Под капельницей обычно думают о самом важном.
Для главного врача Геллер самым важным было: кто заслуживает талон на жизнь. А для пана Рудного саше важное — запчасти к машинам. Так что, если бы Геллер дала талон пану Рудному, это был бы талон на машины, поскольку в них — жизнь пана Рудной так же как жизнь пани Бубнер — шариковые ручки, а пана Вильчковского — Менгушовецкий хребет.
Что же касается пана Жевуского, то, он ни о чем не думал.
Если бы пан Жевуский, подобно пани Бубнер или пану Рудному, вспоминал о том, что было лучшего в его жизни, он бы безусловно подумал о заводе, который ему доверили в двадцать восемь лет, а отобрали в сорок три. Он бы немедленно почувствовал запах металла, и услышал, как кто-то входит с чертежом в руке, и понял: что-то сейчас рождается, и это «что-то» можно увидеть, измерить, опробовать, и с нетерпением глядел бы на обрабатываемый металл — так бы ему хотелось прикоснуться к образцу, который он пять минут назад видел на чертеже…
(«Завод, — говорит пан Жевуский, — был для меня тем, чем для доктора Эдельмана гетто: самым важным в жизни. Действием. Возможностью испытать себя, НАСТОЯЩИМ МУЖСКИМ ДЕЛОМ».)

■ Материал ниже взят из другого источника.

Issue #824, opened 2025-05-05
tower::Balance does not work


c98:
tower-0.5.2

Platform: linux

In the process of using tonic, I found that its dynamic endpoint uses tower. I found a problem in actual use. When `<Balance as Service>::poll_ready` is triggered, `Balance::promote_pending_to_ready`=>`ReadyCache::poll_pending`=>`futures_util::stream::futures_unordered::FuturesUnordered::poll_next` has an issue: assuming there are multiple endpoints, only one `Poll::Ready(Some(Ok((key, svc, cancel_rx))))` will be returned here, and the others are `Poll::Pending`, which makes the balance function invalid.

c98:
It seems that When the Change::Insert(Key, Svc) svc poll_ready phase contains some I/O or polling op, `FuturesUnordered::poll_next` does not work as expected.

c98:
I think I know the reason now.

I'm using Tonic, and when the client initiates a req,
`Buffer::Worker::poll` `poll_next_msg` will be followed by `self.service.poll_ready` calling `balance::poll_ready`. Let's say there are multiple endpoints, one of which is ready, and the other is in pending, and `self.service.poll_ready` still returns `poll:: Ready(Ok(()))`, the problem here is that if no next req arrives, the endpoint that is being pending will not have a chance to be polled even if it becomes ready.

This is fine most of the time, but if there is complex IO logic in the SVC's poll_ready (similar to a server-side active disconnection), the ready endpoint will not respond for a long time and will be disconnected. Of course, this can be compatible with this kind of case by implementing the corresponding logic in the SVC `poll_ready`, but this may not be the part of Tower that is of interest.

From my point of view, there are two solutions to fix this issue:
1. Tower handles the wake-up logic of multiple endpoint pending in buffer/worker or balance, and is not affected by `worker::p oll_next_msg`;
2. The user of the tower (i.e. tonic) identifies the error in the `State::Connecting` poll stage in the 'poll_ready' of svc (corresponding to the tonic should be `Reconnect`), here I have actually tested it and unfortunately it does not return a Err in the case, maybe it is difficult to do this;

PR #825, opened 2025-05-13
Adjust Worker::poll logic to fix pending wake failure in balance service.

c98:
#824 
This commit aims to solve the problem that `Worker::poll_next_msg` may block `service.poll_ready`. Especially when the service is a `Balance` service, while multiple pending endpoints become ready, the task is blocked on `Worker::poll_next_msg` if there is no other message come which would cause these endpoints to be disconnected.

### DIFF
--- a/tower/src/buffer/worker.rs
+++ b/tower/src/buffer/worker.rs
@@ -24,7 +24,6 @@ pin_project_lite::pin_project! {
     where
         T: Service<Request>,
     {
-        current_message: Option<Message<Request, T::Future>>,
         rx: mpsc::Receiver<Message<Request, T::Future>>,
         service: T,
         finish: bool,
@@ -53,7 +52,6 @@ where
         };
 
         let worker = Worker {
-            current_message: None,
             finish: false,
             failed: None,
             rx,
@@ -71,30 +69,18 @@ where
     fn poll_next_msg(
         &mut self,
         cx: &mut Context<'_>,
-    ) -> Poll<Option<(Message<Request, T::Future>, bool)>> {
+    ) -> Poll<Option<Message<Request, T::Future>>> {
         if self.finish {
             // We've already received None and are shutting down
             return Poll::Ready(None);
         }
 
         tracing::trace!("worker polling for next message");
-        if let Some(msg) = self.current_message.take() {
-            // If the oneshot sender is closed, then the receiver is dropped,
-            // and nobody cares about the response. If this is the case, we
-            // should continue to the next request.
-            if !msg.tx.is_closed() {
-                tracing::trace!("resuming buffered request");
-                return Poll::Ready(Some((msg, false)));
-            }
-
-            tracing::trace!("dropping cancelled buffered request");
-        }
-
         // Get the next request
         while let Some(msg) = ready!(Pin::new(&mut self.rx).poll_recv(cx)) {
             if !msg.tx.is_closed() {
                 tracing::trace!("processing new request");
-                return Poll::Ready(Some((msg, true)));
+                return Poll::Ready(Some(msg));
             }
             // Otherwise, request is canceled, so pop the next one.
             tracing::trace!("dropping cancelled request");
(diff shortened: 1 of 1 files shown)


seanmonstar:
Thanks! Looks like CI failed...

Also, is there a way to update the tests to check this change?

c98:
Thanks for your attention, I have updated the tests to check this change.

seanmonstar:
@cratelyn do yall have a more extensive suite that includes balancing that can test this change out?

cratelyn:
> @cratelyn do yall have a more extensive suite that includes balancing that can test this change out?

we do! i'll try running the linkerd2-proxy tests with this patch applied, pardon the wait.

tower/tests/buffer/main.rs
```diff
@@ -375,25 +351,6 @@ async fn wakes_pending_waiters_on_failure() {
...
-
-    let service = support::AssertSpanSvc::new(span.clone());
-    let (service, worker) = Buffer::pair(service, 5);
-    let worker = tokio::spawn(worker);
-
-    let result = tokio::spawn(service.oneshot(()).instrument(span));
-
-    result.await.expect("service panicked").expect("failed");
-    worker.await.expect("worker panicked");
-}
```
cratelyn, line 395: may i ask why this test was deleted?

tower/tests/buffer/main.rs
```diff
@@ -345,12 +327,6 @@ async fn wakes_pending_waiters_on_failure() {
         "response should fail with a ServiceError, got: {:?}",
         err
     );
-    let err = assert_ready_err!(response2.poll());
-    assert!(
-        err.is::<error::ServiceError>(),
-        "response should fail with a ServiceError, got: {:?}",
-        err
-    );
```
cratelyn, line 353: why is this no longer the case?

tower/tests/buffer/main.rs
```diff
@@ -216,16 +215,6 @@ async fn waits_for_channel_capacity() {
...
-
-    assert_pending!(worker.poll());
-    handle
-        .next_request()
-        .await
-        .unwrap()
-        .1
-        .send_response("world");
-    assert_pending!(worker.poll());
-    assert_ready_ok!(response4.poll());
```
cratelyn, line 228: why are these assertions no longer needed?

cratelyn (commented):
i left some notes below. my main questions and concerns about this change are about how many of the test suite's assertions (_and a test case_) are removed in this change.

if changes to the test suite are required here, is this a breaking change to this middleware's behavior?

cratelyn:
if this change is focused on solving how this middleware interacts with a `Balance` service, i might suggest adding a test case that exercises the buffer with a `Balance` service.

cratelyn:
> > @cratelyn do yall have a more extensive suite that includes balancing that can test this change out?
> 
> we do! i'll try running the linkerd2-proxy tests with this patch applied, pardon the wait.

@seanmonstar i wasn't able to get a patched version of the linkerd2-proxy building with this patch. we're on tonic v0.12 at the moment, which depends on tower 0.4, and thus builds fail if this branch is used.

i did leave some questions above, however. i'm concerned that trace contexts no longer seem to be propagated, and that this change seems to change the behavior of `Buffer`. having debugged changes in behavior introduced by other changes to `Buffer`, e.g. #635, i'm very hesitant about this pr.

tower/tests/buffer/main.rs
c98: because in this case there is no other request will be issued, so it is no need to do this assertion.

tower/tests/buffer/main.rs
c98: this commit change the worker exec order: 

1. service.poll_ready
2. poll_next_msg
3. service.call

after 2 poll_next_msg, the span in the msg can be retrieved, the service.call is now in the span scope, but not the servce.poll_ready, as you see, `AssertSpanSvc` does not fit the case, so i delete this test.

tower/tests/buffer/main.rs
c98: as mentioned above, the old exec order is 
1. poll_next_msg
2. service.poll_ready
3. service.call

the new exec order is
1. service.poll_ready
2. poll_next_msg
3. service.call

there is no 'preload' message, so i delete it.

Обо всем этом пан Жевуский несомненно бы думал, лежа под капельницей, если б он вообще о чем-нибудь думал. Но, повторяю, он ни о чем не думал ни тогда, когда Профессор еще сидел, погрузившись в свои мысли, у себя в кабинете, а возле пана Жевуского уже хлопотал анестезиолог, ни несколько часов спустя, когда Профессор, и Эдельман, и Хентковская с радостью следили за скачущим по экрану монитора зайчиком, — ни о чем не думал, так как все время ощущал только одно — боль, и не было для него ничего важнее желания, чтобы боль хотя б на минуту утихла.
И он стал размышлять о том, много ли у него шансов. В горах до сих пор обходилось без несчастных случаев, но этого было недостаточно, чтобы его успокоить, — неизвестно, кто еще мог оказаться на пути, предначертанном ему судьбой. Существуют же злые духи, которые навлекают несчастья на людей гор; перед экспедицией в Эфиопию, например, их злому духу (только потом выяснилось, что это был он сам) достался рюкзак с грузом под номером восемь, но он не захотел его брать, рюкзак взял кто-то другой, было их тогда восемь человек, и вышли они восьмого, и тот, кто взял восьмой рюкзак, соскользнул с автомобильного тента — как, по сей день непонятно: они все спали на этом брезенте, привязавшись веревками. В экспедиции Диренфурта на Монт Эверест один индус умер от истощения, и очередной злой дух был последним человеком, который его видел, — индус, кстати, шел в его куртке. В общем, всю ночь с субботы на воскресенье Вильчковский размышлял о своей судьбе и, хотя думать старался объективно, пришел к выводу, что его жизненная линия ни с чем особо опасным не пересекается, и это его сильно подбодрило.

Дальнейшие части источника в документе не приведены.